Best practice of keeping tracking movement and etc

  • Any suggestions as to how best to keep track of lands units that already moved in combat move, and airplanes and their remaining moves?

    Or any other suggestions in general. One of the problems I found (and I’m sure many have found this as well) is after 5 hours of playing AA, players tend to forget details like movement.

  • 2021 2020 '19 '18 '17 '16 '15 '14 '13 Moderator

    We put units on  their side and use small dice as markers for the Air units, with the dice showing the remaining number of moves.

  • '15

    I know there are some movement markers you can get with numbers on them.  Ike had some when I used to play over at his place.  Maybe shoot him a message to see where he got them (likely from HBG)

    Otherwise, the best method is to stick to the rules: don’t mix combat and non-combat.  When planes take off for battle figure out where they are landing beforehand and declare it (you can change your mind of course, but putting it out there will at least help).

    The biggest confusion comes from blurring the combat/non-combat lines

  • @wittmann:

    We put units on  their side and use small dice as markers for the Air units, with the dice showing the remaining number of moves.

    This is a great suggestion witt, especially the dice for air units.

  • '14 Customizer

    We use magnetic markers with numbers on them.

    Fuel Markers
    Purple (numbered 1-7)  These are my new chips to mark the spaces left that a plane can fly after combat.  With so many planes in global 1940 we found it useful.

  • 2020 '18 '17

    We also have the small, FMG dice though they were quite expensive.  A strict division of combat/noncoms is helpful.

    Another method is to count airplane movement by orientation;

    0: plane faces north
    1: plane faces east
    2: plane faces south
    3; plane faces west
    4; plane inverted, faces north
    5; plane inverted, faces east

    don’t forget that planes that have them most moves left would be lost last, so that if any fudging/goof ups had occurred, (such as having fighters with 1, 2 and 3 moves left in the same battle but forgetting which ones were which), if only one survives, it has 3 moves left.

    When you do your combat moves, move the pieces furthest away first, and the closest to the battle last.  This helps show what pieces can reach only one battle vs more than one battle.

    When you place stacks of especially Axis units, place them pre-broken for transport.  4 men and 3 arty is represented by 3 men in one stack, one single man, 2 arty in one stack, one single arty.  This avoids having to constantly break a stack that will have to be divided after setup but imm. before combat begins, which avoids muddling various stacks.

    Then, during noncoms, move the pieces furthest from the battlefront first, finishing with the units closest to the front.

    Clean game.

  • For ships we always have all ships horizontally.

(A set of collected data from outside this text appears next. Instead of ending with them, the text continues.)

PR #383, opened 2025-08-13
[PM-24683] Add updateKdf function

quexten:
## 🎟️ Tracking

https://bitwarden.atlassian.net/browse/PM-24683

## 📔 Objective

Exposes functionality to update the KDF, with the new masterpassword unlock data, and masterpassword authentication data models. These can be directly passed to the server models.

## ⏰ Reminders before review

- CI builds passed
  team

## 🦮 Reviewer guidelines


crates/bitwarden-vault/src/collection_client.rs
```diff
@@ -3,6 +3,7 @@ use bitwarden_collections::{
     tree::{NodeItem, Tree},
 };
 use bitwarden_core::Client;
+#[cfg(feature = "wasm")]
```
quexten: Note to reviewers, this is tracking a change in `main` that is not yet in the target PR: https://github.com/bitwarden/sdk-internal/pull/385

crates/bitwarden-exporters/Cargo.toml
```diff
@@ -19,13 +19,14 @@ keywords.workspace = true
...
     "bitwarden-vault/wasm",
+    "bitwarden-collections/wasm",
     "dep:tsify",
     "dep:wasm-bindgen"
 ] # WebAssembly bindings
 
 [dependencies]
 base64 = ">=0.22.1, <0.23"
-bitwarden-collections = { workspace = true, features = ["wasm"] }
+bitwarden-collections = { workspace = true }
```
quexten: Note to reviewers, this is tracking a change in `main` that is not yet in the target PR: https://github.com/bitwarden/sdk-internal/pull/385

crates/bitwarden-crypto/src/keys/master_key.rs
```diff
@@ -62,10 +62,12 @@ impl MasterKey {
     }
 
     /// Derive the master key hash, used for local and remote password validation.
-    pub fn derive_master_key_hash(&self, password: &[u8], purpose: HashPurpose) -> Result<String> {
-        let hash = util::pbkdf2(self.inner_bytes().as_slice(), password, purpose as u32);
-
-        Ok(STANDARD.encode(hash))
+    pub fn derive_master_key_hash(&self, password: &[u8], purpose: HashPurpose) -> String {
```
quexten: Note to reviewers: This saved an expect / error type for an error case that never occurs

crates/bitwarden-core/src/key_management/crypto.rs
```diff
@@ -265,6 +270,63 @@ pub(super) async fn get_user_encryption_key(client: &Client) -> Result<String, C
...
+    #[allow(deprecated)]
+    let user_key = ctx.dangerous_get_symmetric_key(SymmetricKeyId::User)?;
+
+    let login_method = client
+        .internal
+        .get_login_method()
+        .ok_or(NotAuthenticatedError)?;
+    let email = match login_method.as_ref() {
+        LoginMethod::User(UserLoginMethod::Username { email, .. })
+        | LoginMethod::User(UserLoginMethod::ApiKey { email, .. }) => email,
```
dani-garcia: Small non-blocking nit: You can match both userloginmethods in the same branch:
```suggestion
        LoginMethod::User(
            UserLoginMethod::Username { email, .. } | UserLoginMethod::ApiKey { email, .. },
        ) => email,
```

crates/bitwarden-core/src/key_management/crypto.rs
```diff
@@ -265,6 +270,63 @@ pub(super) async fn get_user_encryption_key(client: &Client) -> Result<String, C
...
+#[derive(Serialize, Deserialize, Debug)]
+#[serde(rename_all = "camelCase", deny_unknown_fields)]
+#[cfg_attr(feature = "uniffi", derive(uniffi::Record))]
+#[cfg_attr(feature = "wasm", derive(Tsify), tsify(into_wasm_abi, from_wasm_abi))]
+pub struct UpdateKdfResponse {
+    /// The authentication data for the new KDF setting
+    master_password_authentication_data: MasterPasswordAuthenticationData,
+    /// The unlock data for the new KDF setting
+    master_password_unlock_data: MasterPasswordUnlockData,
+    /// The authentication data for the prior to the KDF change
```
dani-garcia: I feel like this comment needs to be reworded
```suggestion
    /// The authentication data for the KDF setting prior to the change
```

crates/bitwarden-core/src/key_management/crypto.rs
```diff
@@ -265,6 +270,63 @@ pub(super) async fn get_user_encryption_key(client: &Client) -> Result<String, C
...
+        .get_login_method()
+        .ok_or(NotAuthenticatedError)?;
+    let email = match login_method.as_ref() {
+        LoginMethod::User(UserLoginMethod::Username { email, .. })
+        | LoginMethod::User(UserLoginMethod::ApiKey { email, .. }) => email,
+        #[cfg(feature = "secrets")]
+        LoginMethod::ServiceAccount(_) => return Err(NotAuthenticatedError)?,
+    };
+
+    let authentication_data = MasterPasswordAuthenticationData::derive(password, new_kdf, email)
```
dani-garcia, line 328: These derive functions will only fail if the KDF settings are insufficient right? If that's the case we should rename the error variant to make it more clear, because the error is unrelated to the master password.

crates/bitwarden-core/src/key_management/master_password.rs
```diff
@@ -44,6 +50,27 @@ pub struct MasterPasswordUnlockData {
...
+    pub(crate) fn derive(
+        password: &str,
+        kdf: &Kdf,
+        salt: &str,
+        user_key: &SymmetricCryptoKey,
+    ) -> Result<Self, MasterPasswordError> {
+        let master_key = MasterKey::derive(password, salt, kdf)
+            .map_err(|_| MasterPasswordError::InvalidKdfConfiguration)?;
+        let master_key_wrapped_user_key = master_key
+            .encrypt_user_key(user_key)
```
dani-garcia, line 65: Just a future improvement idea, but I can't think of any cases where `encrypt_user_key` would return an error in real life, if we could remove the Result from that function we won't need the `Crypto` variant here either.

dani-garcia (commented):
Looks pretty good to me, just some comments about error handling.

As a future improvement, I've noticed that a lot of the `derive` functions return errors only in cases of invalid KDF parameters. I wonder if we could improve this by making these functions take an already validated KDF params object and doing the validation only once. We probably still need the bare `Kdf` enum for FFI, but we could have a valid wrapper.
```rust
pub struct ValidKdf(Kdf);
impl TryFrom<Kdf> for ValidKdf {
 ...
}
```

crates/bitwarden-core/src/key_management/crypto_client.rs
```diff
@@ -80,6 +80,16 @@ impl CryptoClient {
...
+
+    /// Update the user's kdf settings, which will re-encrypt the user's encryption key with the new
+    /// kdf settings. This returns the new encrypted user key and the new password hash.
+    pub fn update_kdf(
+        &self,
+        password: String,
+        kdf: Kdf,
+    ) -> Result<UpdateKdfResponse, CryptoClientError> {
+        update_kdf(&self.client, &password, &kdf)
+    }
```
mzieniukbw: The name is a bit confusing, since it does not update (state), but make's the update kdf (response).
```suggestion
    /// Update the user's kdf settings, which will re-encrypt the user's encryption key with the new
    /// kdf settings. This returns the new encrypted user key and the new password hash.
    pub fn make_update_kdf(
        &self,
        password: String,
        kdf: Kdf,
    ) -> Result<UpdateKdfResponse, CryptoClientError> {
        make_update_kdf(&self.client, &password, &kdf)
    }
```

quexten: Hmm, I think your suggestion definitely is the better naming. However, this would break convention with what's existing in the file where we use update_password which also does not actually update state. In my mental list of priorities, consistency within a file ranks higher than (without context) better naming. 

So, how do we want to proceed:
- Go with make_update_kdf , but at the same time add make_update_password that just routes through to update_password, with a note / ticket for mobile to update to the new function, after which we will remove update_password
- Just go with update_kdf and accept the naming is somewhat confusing, but gain concistency
- Anything else?

mzieniukbw: I would vote for `make_update_kdf` and `make_update_password`

crates/bitwarden-uniffi/src/crypto.rs
```diff
@@ -84,14 +91,14 @@ impl CryptoClient {
 
     /// Update the user's kdf settings, which will re-encrypt the user's encryption key with the new
```
mzieniukbw: Do we need to update the docs too ?

crates/bitwarden-uniffi/src/crypto.rs
```diff
@@ -45,9 +45,16 @@ impl CryptoClient {
     /// Update the user's password, which will re-encrypt the user's encryption key with the new
     /// password. This returns the new encrypted user key and the new password hash.
     pub fn update_password(&self, new_password: String) -> Result<UpdatePasswordResponse> {
+        self.make_update_password(new_password)
+    }
+
+    /// Update the user's password, which will re-encrypt the user's encryption key with the new
```
mzieniukbw: Do we need to update the docs too ?

crates/bitwarden-core/src/key_management/crypto_client.rs
```diff
@@ -101,11 +101,23 @@ impl CryptoClient {
...
+    /// Note: This function is deprecated and will be replaced by `make_update_password`
     pub fn update_password(
         &self,
         new_password: String,
     ) -> Result<UpdatePasswordResponse, CryptoClientError> {
-        update_password(&self.client, new_password)
+        self.make_update_password(new_password)
+    }
+
+    /// Update the user's password, which will re-encrypt the user's encryption key with the new
```
mzieniukbw: Do we need to update the docs too ?

crates/bitwarden-core/src/key_management/crypto_client.rs
```diff
@@ -101,11 +101,23 @@ impl CryptoClient {
 
     /// Update the user's password, which will re-encrypt the user's encryption key with the new
```
mzieniukbw: Do we need to update the docs too ?

crates/bitwarden-core/src/key_management/crypto_client.rs
```diff
@@ -83,12 +83,12 @@ impl CryptoClient {
 
     /// Update the user's kdf settings, which will re-encrypt the user's encryption key with the new
```
mzieniukbw: Do we need to update the docs too ?

crates/bitwarden-vault/src/collection_client.rs
mzieniukbw: Merged `main` in base branch, this is no longer needed

crates/bitwarden-exporters/Cargo.toml
mzieniukbw: Merged `main` in base branch, this is no longer needed

crates/bitwarden-uniffi/src/crypto.rs
quexten: Updated

crates/bitwarden-uniffi/src/crypto.rs
quexten: Updated

crates/bitwarden-core/src/key_management/crypto_client.rs
quexten: Updated

crates/bitwarden-core/src/key_management/crypto_client.rs
quexten: Updated

crates/bitwarden-core/src/key_management/crypto_client.rs
quexten: Updated

crates/bitwarden-core/src/key_management/crypto.rs
quexten: That makes sense. The variant is now just "InvalidKdfSettings", and discards the returned `MasterPasswordError`

crates/bitwarden-core/src/key_management/master_password.rs
quexten: Leaving this up for future improvement, but I agree. Looking at the internal impl's the reason is that `stretch_key` returns result, because `hkdf_expand` returns a Result, because the inputs to `hkdf_expand` could have invalid sizes. We should probably just `expect` in `stretch_key`, because there we know the input sizes to `hkdf_expand` are safe and won't error.

quexten:
@dani-garcia Yeah, the valid kdf newtype makes sense. We enforce the same correct values on e.g. keys too with custom types that can only be validly created, so there is no reason not to do that with KDF.

Not adding it to this PR, but I'd definitely also like to see this as a future improvement.

crates/bitwarden-core/src/key_management/crypto_client.rs
```diff
@@ -99,13 +100,28 @@ impl CryptoClient {
         get_user_encryption_key(&self.client).await
     }
 
-    /// Update the user's password, which will re-encrypt the user's encryption key with the new
-    /// password. This returns the new encrypted user key and the new password hash.
+    /// Create the data necessary to update the user's password. The user's encryption key is
+    /// re-encrypted with the new
+    /// password. This returns the new encrypted user key and the new password hash but does not
```
mzieniukbw: line breaks seems to be off

crates/bitwarden-core/src/key_management/crypto_client.rs
```diff
@@ -99,13 +100,28 @@ impl CryptoClient {
...
         &self,
         new_password: String,
     ) -> Result<UpdatePasswordResponse, CryptoClientError> {
-        update_password(&self.client, new_password)
+        self.make_update_password(new_password)
+    }
+
+    /// Create the data necessary to update the user's password. The user's encryption key is
+    /// re-encrypted with the new
+    /// password. This returns the new encrypted user key and the new password hash but does not
```
mzieniukbw: line breaks seems to be off

crates/bitwarden-uniffi/src/crypto.rs
```diff
@@ -42,12 +42,24 @@ impl CryptoClient {
             .map_err(Error::MobileCrypto)?)
     }
 
-    /// Update the user's password, which will re-encrypt the user's encryption key with the new
-    /// password. This returns the new encrypted user key and the new password hash.
+    /// Create the data necessary to update the user's password. The user's encryption key is
+    /// re-encrypted with the new
+    /// password. This returns the new encrypted user key and the new password hash but does not
```
mzieniukbw: line breaks seems to be off

crates/bitwarden-uniffi/src/crypto.rs
```diff
@@ -42,12 +42,24 @@ impl CryptoClient {
...
+    /// update sdk state.
+    ///
+    /// Note: This is deprecated and `make_update_password` should be used instead
     pub fn update_password(&self, new_password: String) -> Result<UpdatePasswordResponse> {
+        self.make_update_password(new_password)
+    }
+
+    /// Create the data necessary to update the user's password. The user's encryption key is
+    /// re-encrypted with the new
+    /// password. This returns the new encrypted user key and the new password hash but does not
```
mzieniukbw: line breaks seems to be off

mzieniukbw (changes requested):

crates/bitwarden-core/src/key_management/crypto_client.rs
quexten: Whoops. I had assumed `cargo fmt` would take care of this, but it seems it only re-wraps too-long lines, not too short ones.

mzieniukbw (dismissed):

dani-garcia (dismissed):

crates/bitwarden-exporters/Cargo.toml
```diff
@@ -20,6 +20,7 @@ uniffi = ["dep:uniffi", "bitwarden-core/uniffi"] # Uniffi bindings
 wasm = [
     "bitwarden-collections/wasm",
     "bitwarden-vault/wasm",
+    "bitwarden-collections/wasm",
```
Hinton: Duplicative.

crates/bitwarden-uniffi/src/crypto.rs
```diff
@@ -42,12 +42,22 @@ impl CryptoClient {
             .map_err(Error::MobileCrypto)?)
     }
 
-    /// Update the user's password, which will re-encrypt the user's encryption key with the new
-    /// password. This returns the new encrypted user key and the new password hash.
+    /// Create the data necessary to update the user's password. The user's encryption key is
+    /// re-encrypted with the new password. This returns the new encrypted user key and the new
+    /// password hash but does not update sdk state.
+    ///
+    /// Note: This is deprecated and `make_update_password` should be used instead
```
Hinton, line 50: **question:** Why not mark this as deprecated?

crates/bitwarden-uniffi/src/crypto.rs
```diff
@@ -81,4 +91,18 @@ impl CryptoClient {
...
     }
+
+    /// Create the data necessary to update the user's kdf settings. The user's encryption key is
+    /// re-encrypted for the password under the new kdf settings. This returns the new encrypted
+    /// user key and the new password hash but does not update sdk state.
+    pub fn make_update_kdf(
+        &self,
+        password: String,
+        kdf: Kdf,
+    ) -> Result<bitwarden_core::key_management::crypto::UpdateKdfResponse> {
```
Hinton: **nit:** The other functions here uses the shorthand path.

```suggestion
    ) -> Result<UpdateKdfResponse> {
```

crates/bitwarden-core/src/key_management/crypto_client.rs
```diff
@@ -80,6 +80,17 @@ impl CryptoClient {
     ) -> Result<UserCryptoV2KeysResponse, StatefulCryptoError> {
         get_v2_rotated_account_keys(&self.client)
     }
+
+    /// Create the data necessary to update the user's kdf settings. The user's encryption key is
+    /// re-encrypted for the password under the new kdf settings. This returns the new encrypted
+    /// user key and the new password hash but does not update sdk state.
```
Hinton:
```suggestion
    /// re-encrypted for the password under the new kdf settings. This returns the re-encrypted
    /// user key and the new password hash but does not update sdk state.
```

crates/bitwarden-core/src/key_management/crypto_client.rs
```diff
@@ -89,13 +100,26 @@ impl CryptoClient {
         get_user_encryption_key(&self.client).await
     }
 
-    /// Update the user's password, which will re-encrypt the user's encryption key with the new
-    /// password. This returns the new encrypted user key and the new password hash.
+    /// Create the data necessary to update the user's password. The user's encryption key is
+    /// re-encrypted with the new password. This returns the new encrypted user key and the new
+    /// password hash but does not update sdk state.
+    ///
+    /// Note: This is deprecated and `make_update_password` should be used instead
```
Hinton: **question:** Can we just remove this function here? Or is it actively used in web?

crates/bitwarden-exporters/Cargo.toml
quexten: Left over from the upstream changes that were needed to unblock the PR. I've undone the duplicate import now.

crates/bitwarden-uniffi/src/crypto.rs
quexten: This does not seem to play nice with uniffi / clippy, and ends up failing the CI because a warning gets emitted. I tried `#[allow(deprecated)]` on it, but it did not seem to help.

crates/bitwarden-core/src/key_management/crypto_client.rs
quexten: Removed!

crates/bitwarden-uniffi/src/crypto.rs
quexten: Cleaned up!

crates/bitwarden-core/src/auth/api/response/identity_user_decryption_options_response.rs
```diff
@@ -0,0 +1,11 @@
+use bitwarden_api_api::models::MasterPasswordUnlockResponseModel;
+use serde::{Deserialize, Serialize};
+
+#[derive(Serialize, Deserialize, Debug, PartialEq)]
+pub struct IdentityUserDecryptionOptionsResponseModel {
```
dani-garcia: Question: Why not use `#[serde(rename_all = "camelCase")]` rather than renaming the field?

crates/bitwarden-core/src/platform/get_user_api_key.rs
```diff
@@ -78,7 +78,7 @@ fn build_secret_verification_request(
         let master_password_hash = input
             .master_password
             .as_ref()
-            .map(|p| {
+            .map(|p| -> Result<String, CryptoError> {
```
dani-garcia: Is this need here? We're already typing `Ok::<String, CryptoError>(` below, seems like the compiler should be able to infer it.

dani-garcia (dismissed):
LGTM, just two small non-blocking nits

crates/bitwarden-uniffi/src/crypto.rs
```diff
@@ -43,12 +43,22 @@ impl CryptoClient {
             .map_err(Error::MobileCrypto)?)
     }
 
-    /// Update the user's password, which will re-encrypt the user's encryption key with the new
-    /// password. This returns the new encrypted user key and the new password hash.
+    /// Create the data necessary to update the user's password. The user's encryption key is
+    /// re-encrypted with the new password. This returns the new encrypted user key and the new
+    /// password hash but does not update sdk state.
+    ///
+    /// Note: This is deprecated and `make_update_password` should be used instead
```
Hinton, line 50: Do. we have a task for tracking the removal? And ideally a task to assign to mobile to clean up their implementation?

crates/bitwarden-core/src/platform/get_user_api_key.rs
Hinton: If we keep it we should remove the type hint for `Ok`.

crates/bitwarden-core/src/auth/api/response/identity_user_decryption_options_response.rs
Hinton: **question:** Can we use `pub(crate)` here? Most API request/responses were updated to only be create public.


```suggestion
pub(crate) struct IdentityUserDecryptionOptionsResponseModel {
```

crates/bitwarden-core/src/auth/api/response/mod.rs
```diff
@@ -4,6 +4,7 @@ mod identity_success_response;
 mod identity_token_fail_response;
 mod identity_token_response;
 mod identity_two_factor_response;
+pub(crate) mod identity_user_decryption_options_response;
```
Hinton: **question:** Could we just make this mod and use `use` below?

Hinton (commented):
A couple of minor things and we should be good. Only the two API comments are blocking.

crates/bitwarden-uniffi/src/crypto.rs
jlf0dev: Created the following Tech Debt tasks:
2. https://bitwarden.atlassian.net/browse/PM-25651
3. https://bitwarden.atlassian.net/browse/PM-25652

crates/bitwarden-core/src/auth/api/response/identity_user_decryption_options_response.rs
jlf0dev: This response model was actually leftover from a previous upstream PR. Removed since its not needed.

crates/bitwarden-core/src/platform/get_user_api_key.rs
jlf0dev: I removed this and didn't get any compiler issues so I'm assuming its able to infer.

crates/bitwarden-core/src/auth/api/response/identity_user_decryption_options_response.rs
jlf0dev: This response model was actually leftover from a previous upstream PR. Removed since its not needed.

crates/bitwarden-core/src/auth/api/response/mod.rs
jlf0dev: This response model was actually leftover from a previous upstream PR. Removed since its not needed.

crates/bitwarden-core/src/key_management/master_password.rs
```diff
@@ -74,6 +109,43 @@ fn kdf_parse_nonzero_u32(value: impl TryInto<u32>) -> Result<NonZeroU32, MasterP
         .ok_or(MasterPasswordError::KdfMalformed)
 }
 
+/// Represents the data required to unlock with the master password.
```
mzieniukbw:
```suggestion
/// Represents the data required to authenticate with the master password.
```

crates/bitwarden-core/src/key_management/master_password.rs
```diff
@@ -3,39 +3,74 @@ use std::num::NonZeroU32;
...
+        user_key: &SymmetricCryptoKey,
+    ) -> Result<Self, MasterPasswordError> {
+        let master_key = MasterKey::derive(password, salt, kdf)
+            .map_err(|_| MasterPasswordError::InvalidKdfConfiguration)?;
+        let master_key_wrapped_user_key = master_key
+            .encrypt_user_key(user_key)
+            .map_err(MasterPasswordError::Crypto)?;
+
+        Ok(Self {
+            kdf: kdf.clone(),
```
mzieniukbw: (nit) Since it's a reference, we should use `to_owned()` instead of `clone()`
```suggestion
            kdf: kdf.to_owned(),
```

crates/bitwarden-core/src/key_management/master_password.rs
```diff
@@ -74,6 +109,43 @@ fn kdf_parse_nonzero_u32(value: impl TryInto<u32>) -> Result<NonZeroU32, MasterP
...
+    ) -> Result<Self, MasterPasswordError> {
+        let master_key = MasterKey::derive(password, salt, kdf)
+            .map_err(|_| MasterPasswordError::InvalidKdfConfiguration)?;
+        let hash = master_key.derive_master_key_hash(
+            password.as_bytes(),
+            bitwarden_crypto::HashPurpose::ServerAuthorization,
+        );
+
+        Ok(Self {
+            kdf: kdf.clone(),
```
mzieniukbw: (nit) Since it's a reference, we should use `to_owned()` instead of `clone()`
```suggestion
            kdf: kdf.to_owned(),
```

mzieniukbw (changes requested):

mzieniukbw (approved):

Hinton (approved):

dani-garcia (approved):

Until they move and we place them vertically. This is really helpful with countries like Japan. Good to see what transports already moved , what subs have moved etc. Even when we don’t move ships in non combat, we place them vertically, so we know that’s the plan (to not move them). Round two is the same, but then all ships are placed horizontally again. Really simple, but really helpful.

  • We use the army pieces from the 2008 RISK as movement trackers.
    I have seen a lot of people use the cities from this game as Industrial complexes and such.
    The army pieces are arrows with either 1 chevron or 3 chevrons. So when we move something we place the corresponding arrow piece. Once all the units movement points are spent we flip the arrow upside down.

  • @Nippon-koku:

    The biggest confusion comes from blurring the combat/non-combat lines

    Actualy i love doing non-combat and combat moves at the same time as it helps me not forget certain moves.

    Especialy with UK your busy on the europe board but also want to take persia or some money islands in non-com. After rolling all those dice you might forget about those details and well it doesnt make a difference only speeds up the game.
    Its not like you have to remember for ages just a few minutes your doing your turn.